In the course of its meetings, the Audit and Control deals with the potential weaknesses in control which might have an impact on financial statements, requesting, where appropriate, from the affected areas the relevant information to assess any effects on the financial statements.
Section 43.4 of the Board of Directors’ Regulations provides that: “The Board of Directors shall endeavor to definitively prepare the accounts in such a manner that they do not give rise to qualifications on the part of the auditor. Nonetheless, when the Board considers that it must maintain its criterion, it shall publicly explain the content and scope of the discrepancy”.
To meet the provisions laid down in the above-referred section 43.4, any discussion or different view existing is anticipated in the meetings held between the Audit and Control Committee and the external auditors. Meanwhile, external auditors report, where appropriate, about the main improvement issues on internal control identified as a result of their work. Additionally, the Management reports on the degree of implementation of the relevant action plans set in train to correct or reduce the issues identified.
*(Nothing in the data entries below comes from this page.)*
PR #898, opened 2017-02-15
Add Windows CI with Appveyor

cjh1:


cjh1:
@cryos PTAL this one should be ready to go as well

PR #900, opened 2017-02-15
Add badges for Travis and CircleCI

cjh1:


cjh1:
@cryos I think we might want the little table here explaining want the different badges shown?

cjh1:
@cryos This should be good now

cryos:
So what are the two travis and two appveyor builds here, will they become just one once we merge?

cjh1:
Yes, that is what made me make the change :-)

PR #913, opened 2017-02-20
Update Web app to support data resources inside HTML

jourdain:


cjh1:
@jourdain I restarted the CircleCI build, it failed due to a network issue, but its passing now.

jourdain:
Thanks @cjh1 , feel free to merge it if you feel like it.

web/src/tomviz-viewer.js
```diff
@@ -134,19 +134,18 @@ export function load(container, zipFile, options) {
...
 const container = document.querySelector('.react-content');
 const fileSelector = document.querySelector('.fileSelector');
 
 const bodyStyle = document.querySelector('body').style;
-bodyStyle.background = `url(${background})`;
-bodyStyle.backgroundRepeat = 'no-repeat';
-bodyStyle.backgroundPosition = '50% 50%';
+// bodyStyle.background = `url(${background})`;
+// bodyStyle.backgroundRepeat = 'no-repeat';
+// bodyStyle.backgroundPosition = '50% 50%';
```
cjh1: Should be yank these commented lines?

jourdain: It depend if we want to provide a background image at startup or not. 

And we may change our mind later on. But I guess we can always look at the history to find out how to do it again...

jourdain: We use to provide the drop image, we could provide a loading image instead now.

tomviz/python/tomviz/web.py
```diff
@@ -65,21 +58,47 @@ def web_export(executionPath, destPath, exportType, nbPhi, nbTheta):
...
+                        content = data.read()
+
+                webResources.append(
+                    '<div class="webResource" data-url="%s">%s</div>'
+                    % (relPath, content))
+
+    webResources.append('<script>ready()</script></body>')
+
+    # Create new output file
+    with file(srcHtmlPath) as srcHtml:
```
cjh1: Its preferable to use open(...) here rather than calling the file constructor directly ( according to the python doc ...).

jourdain:
The last commit should make @cjh1 happier... ;-)

cjh1:
@jourdain I'm always happy, just suggestion :smile:

jourdain:
Those are good suggestions and I'm happy that you provide them so I can learn to write better python... I just wanted to mention that the last commit should be tackling your suggestions. ;-)

cjh1:
@cryos If you are happy I think @jourdain can now merge this.

PR #914, opened 2017-02-21
ITK NumPy array conversion requires C order arrays

thewtex:
Newer ITK (4.11) has improved NumPy support that allows for array data
manipulation in place. It also has more stringent checks on the C vs Fortran
order arrays -- ITK assumes C order and will throw an error if this is not the
case.

Extend tomviz.utils.get_array to specify C versus Fortran order. Also, correct
the flattening in tomviz.utils.set_array that was not accounting for C versus
Fortran order.

### DIFF
--- a/tomviz/python/tomviz/utils.py
+++ b/tomviz/python/tomviz/utils.py
@@ -47,37 +47,41 @@ def set_scalars(dataobject, newscalars):
     do.PointData.SetActiveScalars(name)
 
 
-def get_array(dataobject):
+def get_array(dataobject, order='F'):
     scalars_array = get_scalars(dataobject)
-    scalars_array3d = np.reshape(scalars_array, (dataobject.GetDimensions()),
-                                 order='F')
+    if order == 'F':
+        scalars_array3d = np.reshape(scalars_array,
+                                     (dataobject.GetDimensions()),
+                                     order=order)
+    else:
+        scalars_array3d = np.reshape(scalars_array,
+                                     (dataobject.GetDimensions()[::-1]),
+                                     order=order)
     return scalars_array3d
 
 
 def set_array(dataobject, newarray, minextent=None):
-    # Ensure we have Fortran ordered flat array to assign to image data. This
-    # is ideally done without additional copies, but if C order we must copy.
-    if np.isfortran(newarray):
-        arr = newarray.reshape(-1, order='F')
-    else:
-        print('Warning, array does not have Fortran order, making deep copy '
-              'and fixing...')
-        tmp = np.asfortranarray(newarray)
-        arr = tmp.reshape(-1, order='F')
-        print('...done.')
-
     # Set the extent if needed, i.e. if the minextent is not the same as
     # the data object starting index, or if the newarray shape is not the same
     # as the size of the dataobject.
+
+    # Account for indexing and memory layout. VTK uses i,j,k indexing, where i
+    # is the fastest moving index in memory.
+    arr = newarray.ravel(order='A')
+    if newarray.flags.f_contiguous:
+        vtkshape = newarray.shape
+    else:
+        vtkshape = newarray.shape[::-1]
+
     if minextent is None:
         minextent = dataobject.GetExtent()[::2]
     sameindex = list(minextent) == list(dataobject.GetExtent()[::2])
-    sameshape = list(newarray.shape) == list(dataobject.GetDimensions())
+    sameshape = list(vtkshape) == list(dataobject.GetDimensions())
     if not sameindex or not sameshape:
         extent = 6*[0]
         extent[::2] = minextent
         extent[1::2] = \
-            [x + y - 1 for (x, y) in zip(minextent, newarray.shape)]
+            [x + y - 1 for (x, y) in zip(minextent, vtkshape)]
         dataobject.SetExtent(extent)
 
     # Now replace the scalars array with the new array.
--- a/tomviz/python/tomviz/utils.py
+++ b/tomviz/python/tomviz/utils.py
@@ -64,9 +64,9 @@ def set_array(dataobject, newarray, minextent=None, isFortran=True):
     # Set the extent if needed, i.e. if the minextent is not the same as
     # the data object starting index, or if the newarray shape is not the same
     # as the size of the dataobject.
-    # isFortran indicates whether the NumPy array has Fortran-order indexing, i.e.
-    # i,j,k indexing. If isFortran is False, then the NumPy array uses C-order
-    # indexing, i.e. k,j,i indexing.
+    # isFortran indicates whether the NumPy array has Fortran-order indexing,
+    # i.e. i,j,k indexing. If isFortran is False, then the NumPy array uses
+    # C-order indexing, i.e. k,j,i indexing.
 
     if isFortran is False:
         # Flatten according to array.flags
--- a/tomviz/python/tomviz/utils.py
+++ b/tomviz/python/tomviz/utils.py
@@ -60,18 +60,31 @@ def get_array(dataobject, order='F'):
     return scalars_array3d
 
 
-def set_array(dataobject, newarray, minextent=None):
+def set_array(dataobject, newarray, minextent=None, isFortran=True):
     # Set the extent if needed, i.e. if the minextent is not the same as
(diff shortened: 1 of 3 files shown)


cryos:
It is a real shame that vtkImageData uses Fortran ordering, and ITK uses C. There are some formatting issues travis found I think too.

thewtex:
Both `vtkImageData` and `itk::Image` use C ordering for their internal arrays. The order in which indices are specified in NumPy and C arrays are different from the way they are specified in the ITK or VTK API's.

Addressing the style issue in the next push.

thewtex:
More background on the C versus Fortran issue and the indexing order issue is here:

  https://docs.scipy.org/doc/numpy/reference/internals.html

cryos:
The last I checked vtkImageData used Fortran ordering in its internal arrays, hence all the work we have done to keep things in Fortran order despite it not being the default. I am familiar with the issue, Eigen also defaults to C but supports Fortran ordering with a template parameter.

tomviz/python/tomviz/utils.py
```diff
@@ -47,24 +47,23 @@ def set_scalars(dataobject, newscalars):
...
-        arr = newarray.reshape(-1, order='F')
-    else:
-        print('Warning, array does not have Fortran order, making deep copy '
-              'and fixing...')
-        tmp = np.asfortranarray(newarray)
-        arr = tmp.reshape(-1, order='F')
-        print('...done.')
+    # Ensure we have flat array to assign to image data. Account for Fortran vs.
+    # C order.
+    arr = newarray.reshape(-1, order='A')
```
cryos: So reading the documentation, the 'A' ordering doesn't change the underlying array, but instead adapts the indexing into the array? It will be a new view object where possible, so what does this end up doing at the VTK level?

cryos: Also, not entirely convinced we want to unconditionally drop this warning as it lets developers know about potentially expensive copies, which are best avoided.

cryos:
If you think we are misinterpreting the numpy API then it would be good to have a discussion, and ensure what we are doing makes sense. Berk and Utkarsh have worked on a fair bit of the numpy integration, and that is where much of our treatment of the arrays has come from, with the goal if minimal copies being made while preserving the Fortran order for efficient interaction with the vtkImageData API.

thewtex:
Let's discuss this more at the 11 AM Hangout.

tomviz/python/tomviz/utils.py
thewtex: Good point about the view -- will switch to `ravel` instead.

thewtex:
To summarize: indexing and memory layout must be consistent. vtkImageData PointData Scalars can be read in as "Fortran" indexed NumPy array if the shape is the same as `GetDimensions()`, since Fortran indexing in NumPy is indexed as i,j,k, where is the fastest moving index in memory and GetDimenions() returns i,j,k.
Equivalently, vtkImageData PointData Scalars can be read in as a "C" indexed array if the shape is the reverse of `GetDimensions()`, since C indexing in NumPy is indexed as k,j,i, where i is the fastest moving index in memory and `GetDimenions()` returns i,j,k.

So, code that creates multi-dimensional image data views just has to be consistent, which this patch makes possible without unnecessary copies / memory reordering.

The VTK NumPy code works with flat arrays. With this patch, we are doing a `ravel` prior to `numpy_to_vtk`, but `numpy_to_vtk` will do re-ordering of its input unless they are in "C" order -- it calls `ravel` with its default arguments, which is `order = "C"`:

  https://github.com/Kitware/VTK/blob/9b7c9b7c354bc5f1e7d26175af240b6c82207351/Wrapping/Python/vtk/util/numpy_support.py#L165

https://docs.scipy.org/doc/numpy/reference/generated/numpy.ravel.html

This patch was missing the shape setting in `set_array` -- added in the latest revisions.

cjh1:
@thewtex I think you may need to rebase on master to pick up CI changes ...

cryos:
@berkgeveci, @utkarshayachit does this look reasonable to you both? I will see if we can add some tests do do some verification too, but you both know this VTK API/infrastructure far better than I do.

berkgeveci:
Two comments:

* It looks to me that those reshape() calls would do deep copy. I am not sure if that's what you want.
* Is there no support for multi component scalars? Multiple components make things very complicated as VTK uses a hybrid Fortran-C ordering for those (component idx goes first, then i, then j and finally k)

cryos:
Looking at the documentation it would appear that at least newer numpy claims not to do a deep copy on reshape, but I haven't verified that.

We are currently only concerned with single component, and I was most concerned that the changes to set_array look reasonable. If nothing jumps out then I figured we could merge and do some further verification. The numpy_to_vtk part of this is the one I think I understand the least.

cquammen:
I did some testing of the ITK filters with and without this MR and recorded Tomviz's memory usage.

| step | master | this MR |
|-----|--------|---------|
| Startup | 117M | 116M |
| Load small dataset (~60M) | 272M | 270M |
| Binary Threshold | 808M | 669M |
| Delete Binary Threshold | 686M | 674M |
| Binary Threshold (again) | 936M | 805M |
| Delete Binary Threshold | 810M | 803M |
| Binary Threshold (again) | 1060M | 930M |

There is apparently a memory leak, but it looks like with Matt's changes, roughly 2 images worth of memory are saved each time the Binary Threshold filter is applied.

thewtex:
Thanks to all for the investigation and reviews.

I think this branch should still be considered if just for the sake of numpy/scipy Python processing. But, following up on Cory's suggestion the other day that we should look into whether the ITK NumPy bridge could convert Fortran-ordered NumPy arrays -- support for getting an ITK Image from a Fortran-contiguous NumPy array is added here:

  https://github.com/InsightSoftwareConsortium/ITKBridgeNumPy/pull/14

Also, if memory leaks are coming from the ITK NumPy bridge and the tests were using ITK 4.9.0, an update may improve things -- the ITK NumPy bridge was re-written since then to use the [Python Buffer Protocol](https://docs.python.org/3/c-api/buffer.html).

mathturtle:
There is an issue to update our ITK OpenChemistry/tomviz-superbuild#129.  Do we want to do this now?   To what new ITK version?  @cryos @cquammen

cquammen:
I am happy to try a more recent version locally to find out what version to tell Shawn.

thewtex:
ITK 4.11.0 will be a jump forwards. After a few weeks, binary size  / memory should be slightly improved in master.

cryos:
I think at the hackathon we can hack on other local versions of ITK, but I would rather do the ITK move soon after the hackathon as it is the end of Thursday right now and we will all get together early on Monday.

cryos:
I also have a desire to look at moving ITK up, and jumping to Python 3, which could be two good things to investigate, if we have branches that require newer ITK we can hold off merging until they have moved forward. Let's target the end of next week tentatively, with the possibility of me tagging another release before we make the move.

cryos:
@thewtex I had a chat with Berk, and we looked over the code change proposed. It looks like in the general case what is happening on set_array would still transpose the geometry, but for the ITK case it does what is expected.

Why not leave the general purpose set_array as it was, and just make a specific path for ITK where we know we flipped things, and flip them back on the way back in with zero copies? That would avoid the ITK copies, and not risk flipping our geometry in the general case where a numpy result maintained our geometry but used the default C ordering (which is what that warning was designed to guard against).

I guess we could add an optional argument to avoid the copies for ITK, and make that a case in the branching at the start of that function (or refactor it a little to make the general and ITK specific functions call the same code once we have flattened it). I will see if I can write a quick test case to test out our concerns as it would be nice to have some testing coverage on such a critical code path.

thewtex:
@cryos, yes, we could retain the old code path, and I will work on a patch if you think it is worthwhile.

I would expect that any spatially-aware code that uses C ordering with the vtkImageData Dimensions directly for the array shape (without reversing them) will not correctly process the array, so I think the proposed path would be more widely used for non-ITK transforms. Are there example transforms that use the 
```
      tmp = np.asfortranarray(newarray)
      arr = tmp.reshape(-1, order='F')
```
code path?

> I guess we could add an optional argument to avoid the copies for ITK, and make that a case in the branching at the start of that function.

So an `isFortranOrder=True` argument to `set_array`?

PR #920, opened 2017-02-21
Added some code to offer friendly module names

cryos:
This manipulates the pqProxy names where available, and should offer
more easily used names in the spreadsheet view, and from Python.


jourdain:
If that works looks good to me. I didn't know about the pqProxy rename API. ;-)

cryos:
The property name you gave me didn't work, but when asking Utkarsh he said that should do what we want, and it did for the proxies I tested.

jourdain:
Cool, thanks...

Issue #1284, opened 2017-10-06
Physical pixel size issues


ercius:
The physical size (voxel size) is not set properly for some data sets. A couple examples below:
1) EMD files do not have the proper physical size scaling or units.
2) The example data sets for the star particle do not have proper physical dimensions set.
3) MRC files are read properly. However, loading an MRC and saving as TIFF and loading the TIFF loses the z-axis scaling. This seems connected to the saving operation because of 4) below.
4) Downloading data from Hovden's data set paper in TIFF format (tiltser_180.tiff) seems to get the correct scaling.

I do not have many more examples to try and load. These are some possible issues to look into though.

mathturtle:
There may be two issues here, only one of which can be solved.

1. Not all image formats support storing physical size of the pixels.  For example, TIFF does not have a field for pixel size and so tomviz has to guess when loading a TIFF what the pixel size should be.  I don't remember which formats support storing the physical size off the top of my head although I know OME-TIFF does store the size.  MRC may have it or you may have gotten lucky with the initial size guess.

2. I **think** EMD files should store the physical size of the pixel and if they are not reading it correctly that could be a bug.

cryos:
EMD should store/read the size, I don't think it does at present, but I can fix that. TIFF has poor support, the standard can store a spacing in x and y, but not z. We improved it slightly by having z match x I think (rather than being left at 1). If there is a way of using z spacing in TIFF I don't think our reader/write code is aware of it.

ercius:
This is why I dislike TIFF files for microscopy data. The header and pixel sizes are not well supported. ImageJ seems to have a decent handle on the XY size, but the third dimension is difficult to calibrate (i.e. I dont know how). OME-TIFF is a good way to go, but I am not sure how to implement it.

It seems odd to have example data that does not import a physical size. Maybe we should change the example data to a format that supports pixel sizes correctly (MRC)? Just a though.

MRC definitely supports pixel sizes although the standard vs. FEI header information sometimes gives headaches for where to get the correct information. tomviz correctly reads MRC file headers as far as I know.

For EMD I suggest using the first element of the dim_n vector as the offset and the dim_n[1] - dim_n[0] as the pixel size along that direction. Some dim directions will only consist of those 2 elements.

ercius:
[...]

PR #1536, opened 2018-04-25
Include full width of image in size calculation

### LINKED ISSUE #1506: Units and size calculation
I believe the size in the units and size property panel calculated incorrectly? If you load the example Nanoparticle tilt series then size in 255,255,73 nm. It should be 256,256,74 if the pixel size defaults to 1 pixel/nm.

mathturtle:
Before the size calculation measured pixel center to pixel center for
the edge pixels, but there was an off-by-1 that didn't include the half
pixel on each side between the pixel centers and the edge.

Fixes #1506.  I looked at this one because I thought I remembered fixing this problem already... apparently I didn't?

### DIFF
--- a/tomviz/DataPropertiesPanel.cxx
+++ b/tomviz/DataPropertiesPanel.cxx
@@ -227,11 +227,11 @@ void DataPropertiesPanel::updateData()
   dsource->getExtent(extent);
   dsource->getSpacing(spacing);
   m_ui->xLengthBox->setText(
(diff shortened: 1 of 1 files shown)


ercius:
> Fixes #1506. I looked at this one because I thought I remembered fixing this problem already... apparently I didn't?

I think it was looked at a couple of times in some previous issues (ex. #1284 and #1278). Im not sure what was fixed back then, but hopefully its fully fixed now.

PR #1537, opened 2018-04-25
Warn the user that loading state files resets the current state

mathturtle:
I'm not sure if we want a 'Do not show this again' checkbox... if so this will need more work.

### DIFF
--- a/tomviz/SaveLoadStateReaction.cxx
+++ b/tomviz/SaveLoadStateReaction.cxx
@@ -25,6 +25,7 @@
 #include <QFileDialog>
 #include <QJsonDocument>
 #include <QJsonObject>
+#include <QMessageBox>
 
 #include <QDebug>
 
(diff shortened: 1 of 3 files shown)


cjh1:
@mathturtle This looks good, it does however warn even if the workspace is empty. We could just check with the ```ModuleManager``` and just issue the warning is any data sources are loaded?

cryos:
This would be irritating for empty loads, it should minimally check for some loaded data sets. We may want to get a little cleverer in future, but that should be fine for now.

mathturtle:
Updated to check if there are any data sources before showing the dialog.

tomviz/SaveLoadStateReaction.cxx
```diff
@@ -79,6 +80,16 @@ bool SaveLoadStateReaction::loadState()
 
 bool SaveLoadStateReaction::loadState(const QString& filename)
 {
+  if (ModuleManager::instance().hasDataSources()) {
+    if (QMessageBox::No ==
+        QMessageBox::warning(
+          tomviz::mainWidget(), "Load State Warning",
+          "Current data and operators will be cleared when "
+          "loading a state file.  Proceed anyway?",
+          QMessageBox::Yes | QMessageBox::No, QMessageBox::No)) {
```
cjh1: @alesgenova Pointed out to me earlier today that ```QMessageBox::warning(...)``` are marked as obsolete and should not be used in new code. We doesn't have to do it in this PR, but we should move away from using them.

cjh1: Actually, it's only the signatures that take int's for the button types .... as you were.

cjh1:
@mathturtle Just a few clang-format issues.

PR #1546, opened 2018-04-26
Ensure we favor color map from data source when selected

cjh1:
Use the color map from the data source the user has selected, rather than the active module.


cjh1:
@cryos Better?

PR #1559, opened 2018-05-01
Pybind11 upgrade

cjh1:


cjh1:
@cryos Can we merge this one now?

Issue #1560, opened 2018-05-01
Crash when adding/deleting cloned data


cquammen:
* Launch tomviz
* Load a data set
* Clone the data (Data only, but it might not matter)
* Delete the clone
* Clone the data again
* Delete it again. Crash. It may take a few more cycles of cloning and deleting to see the crash.

Stack trace

```
0                                 	0x000000010fd64be3 tomviz::PipelineModel::parent(QModelIndex const&) const + 51
1   org.qt-project.QtCore         	0x0000000116ed84f3 QAbstractItemModelPrivate::rowsAboutToBeInserted(QModelIndex const&, int, int) + 179
2   org.qt-project.QtCore         	0x0000000116edd79f QAbstractItemModel::beginInsertRows(QModelIndex const&, int, int) + 399
3                                 	0x000000010fd65a69 tomviz::PipelineModel::dataSourceAdded(tomviz::DataSource*) + 105
4   org.qt-project.QtCore         	0x0000000116f5e5aa QMetaObject::activate(QObject*, int, int, void**) + 2954
5                                 	0x000000010fe2278f tomviz::ModuleManager::dataSourceAdded(tomviz::DataSource*) + 63
6                                 	0x000000010fdbaa66 tomviz::ModuleManager::addDataSource(tomviz::DataSource*) + 326
7                                 	0x000000010fd58458 tomviz::LoadDataReaction::dataSourceAdded(tomviz::DataSource*, bool, bool) + 168
8                                 	0x000000010fd27f9b tomviz::CloneDataReaction::clone(tomviz::DataSource*) + 443
9   org.qt-project.QtCore         	0x0000000116f5e5aa QMetaObject::activate(QObject*, int, int, void**) + 2954
10  org.qt-project.QtWidgets      	0x00000001108ec2e5 QAction::activate(QAction::ActionEvent) + 309
```

cquammen:
The data cloning may be incidental, but I haven't been able to get a crash when just adding/deleting operators that have been applied in succession to a loaded data set.

cryos:
This branch seems to have cleaned up issues outlined.

PR #1561, opened 2018-05-02
Fix up the way modules are remove from a data source

cjh1:


cjh1:
Fixes #1560

cryos:
I was going to let @cquammen take a look, but wanted to say that the commit messages look great!

cquammen:
Taking a look now after getting tomviz built with the required ParaView and VTK versions.

cquammen:
Small hiccup: After deleting a clone, the selected element in the pipeline browser is the original data set. However, the context menu that comes up when right clicking the mouse does not enable the `Clone` option again. I have to click a different pipeline object and then click back on the original data to update the context menu.

cquammen:
In fact, all the transforms in the Data Transforms and Segmentation menus are disabled as well until I click a different pipeline object and click the original data again.

cjh1:
@cquammen Is the behavior the same on master? Just try to work out if my commits broke something?

cquammen:
Okay, sorry. After getting ParaView up to the version tomviz needs I forgot to actually grab your branch :face_with_head_bandage: Menu items are enabled as expected. Sorry about that.

Still no crashes when deleting the data, which was the problem you addressed.

Maybe a minor thing, but when I clone a data set, then delete it, upon closing tomviz I get this message:

```
QAbstractItemModel::endRemoveRows:  Invalid index ( -1 , 0 ) in model tomviz::PipelineModel(0x2bb2850)
```

Probably doesn't need to be fixed in this MR, just wanted to note it here.

cjh1:
@cquammen Thanks for the testing. I will try to clear up that warning.

cjh1:
@cquammen I have cleaned up the warning. PTAL.

cquammen:
The warning is gone. Thanks, this is working nicely now! 👏👏👏

Issue #1569, opened 2018-05-07
File name missing when state file restored


cryos:
I think this is related to #1528 where the single file name code path was setting the file name on the data source. You can load a data set, save the state, restore, and see the following pipeline now:
![image](https://user-images.githubusercontent.com/42214/39720382-222c6a2e-520a-11e8-9f22-6f91817da0e7.png)
This should list the name of the file, in the case of a series maybe the name of the first file (or it could indicate it is a stack of images).

cryos:
Fixed by #1570

PR #1570, opened 2018-05-07
Remove incorrect empty check

cjh1:


cjh1:
Fixes #1569

cryos:
I see what you mean now, it fixes things for the two test cases I was looking at. Let's hold off on merging until we see what we are doing with the Linux binary.

Issue #1571, opened 2018-05-08
Warning from ParaView on loading state files


cryos:
This is probably a simple bump, but the release issues the following warning on loading state files that should be fixed:
`vtkSMStateVersionController (0x31d2330): State file version is less than 4.0.We will try to load the state file. It's recommended, however, that you load the state in ParaView 4.0.1 (or 4.1.0) and save a newer version so that it can be loaded more faithfully. Loading state files generated from ParaView versions older than 4.0.1 is no longer supported.`

cryos:
This is actually the interaction of versioning the ParaView the release built against, hence not seeing it locally, and a hardwired check for versions less than 4.0.1... We do set the version to the current ParaView version, which resolves to 1.3.0. You live and learn, I can hardwire our version to be greater than that version.

cryos:
Fixed.

PR #1574, opened 2018-05-08
Hardwire the ParaView state file version

cryos:
This fixes issue #1571 where a hardwired 4.0.1 check is triggered.


cryos:
CircleCI never came back, but was there for other PRs, assuming a temporary issue.

PR #1577, opened 2018-05-09
GUI support for external pipeline execution

cjh1:
Open issues/TODO:

- [x] Test on Windows. ( require some changes! )
- [x] Test on OSX.
- [x] Currently re-runs the entire pipeline.
- [x] We are currently using QConcurrent to avoid a deadlock with a blocking connection. This may not be necessary.
- [ ] We should check that docker is installed if the user selects the docker execution mode.
- [ ] Currently doesn't work with live updates
- [ ] Currently doesn't work with child data sources.
- [x] The executors should probably to move to separate files.
- [ ] Operators that have dialogs that need the image data  are currently not supported.


cjh1:
@cryos @alesgenova This is ready for review and testing.

cryos:
For me on the first run it said it was pulling the docker container, and then just left a question marker for the operator and nothing happened, I then added the invert operator, and got this,
image
I don't think the square root ever ran. The second run through things went smoother, so it may just be the initial pull of the container where something didn't quite go right?

cryos:
I can't reproduce the issue I posted above, even when deleting/redownloading the image. Guessing it was a very unlucky timing issue, or something like this. Things seem to work really well for me locally in general, especially once I have the image downloaded.

alesgenova:
Cool, it works!!

Couple of things I noticed while first testing it:

1) After the dialog informing me that the image was being downloaded closed, nothing happened and I though the operation didn't go through (operator showing question mark). But after about 5-10 seconds, the operator was applied. I think you're missing showing the dialog saying that the image is being started

2) I tried the invert and square root operators and they worked fine. I randomly tried the "add a constant" operator and I received an error from docker (attached below)

```
Docker container exited with non-zero exit code: 1.

Docker logs below: 

 /usr/local/lib/python3.6/site-packages/h5py/__init__.py:36: FutureWarning: Conversion of the second argument of issubdtype from `float` to `np.floating` is deprecated. In future, it will be treated as `np.float64 == np.dtype(float).type`.
  from ._conv import register_converters as _register_converters
[2018-06-05 12:59:33,082] INFO: Executing 'Add a Constant' operator
  File "/usr/local/bin/tomviz-pipeline", line 11, in <module>
    sys.exit(main())
  File "/usr/local/lib/python3.6/site-packages/click/core.py", line 722, in __call__
    return self.main(*args, **kwargs)
  File "/usr/local/lib/python3.6/site-packages/click/core.py", line 697, in main
    rv = self.invoke(ctx)
  File "/usr/local/lib/python3.6/site-packages/click/core.py", line 895, in invoke
    return ctx.invoke(self.callback, **ctx.params)
  File "/usr/local/lib/python3.6/site-packages/click/core.py", line 535, in invoke
    return callback(*args, **kwargs)
  File "/usr/local/lib/python3.6/site-packages/tomviz/cli/__init__.py", line 80, in main
    output_file_path, progress_method, socket_path)
  File "/usr/local/lib/python3.6/site-packages/tomviz/executor.py", line 435, in execute
    data = _execute_transform(label, transform, arguments, data, progress)
  File "/usr/local/lib/python3.6/site-packages/tomviz/executor.py", line 387, in _execute_transform
    transform(input, **arguments)
  File "/tmp/tmpvg45k1fa.py", line 15, in transform_scalars
AttributeError: 'int' object has no attribute 'is_integer'
3
1
Operator doesn't support progress updates.
```

cjh1:
All outstanding issues have been moved to the [Docker milestone](https://github.com/OpenChemistry/tomviz/milestone/16)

On the other hand, the Audit and Control Committee meets with the auditors of the individual and consolidated statements for the purposes of reviewing on the one hand the financial statements of the Group and on the other, certain half-yearly financial information that the Board of Directors must provide to the market and its supervisory bodies, overseeing compliance with legal requirements and the appropriate enforcement of generally accepted accounting standards upon preparing such information.
During FY2014, members from the Internal Audit Department have attended five meetings of the Audit and Control Committee and external auditors four meetings.